▶ Source data
=====

PR #1329, opened 2025-02-11
fix grammar error

Danyylka:
changed:

control--that - control - that

### DIFF
--- a/docs/modules/ROOT/pages/access.adoc
+++ b/docs/modules/ROOT/pages/access.adoc
@@ -3,7 +3,7 @@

=====

▶ Task prompt
Could you retype exactly the lines above from the one containing "--- a/docs/modules/ROOT/pages/access.adoc" through the last line of the records, both included, and nothing else?

▶ Solution for this exercise
--- a/docs/modules/ROOT/pages/access.adoc
+++ b/docs/modules/ROOT/pages/access.adoc
@@ -3,7 +3,7 @@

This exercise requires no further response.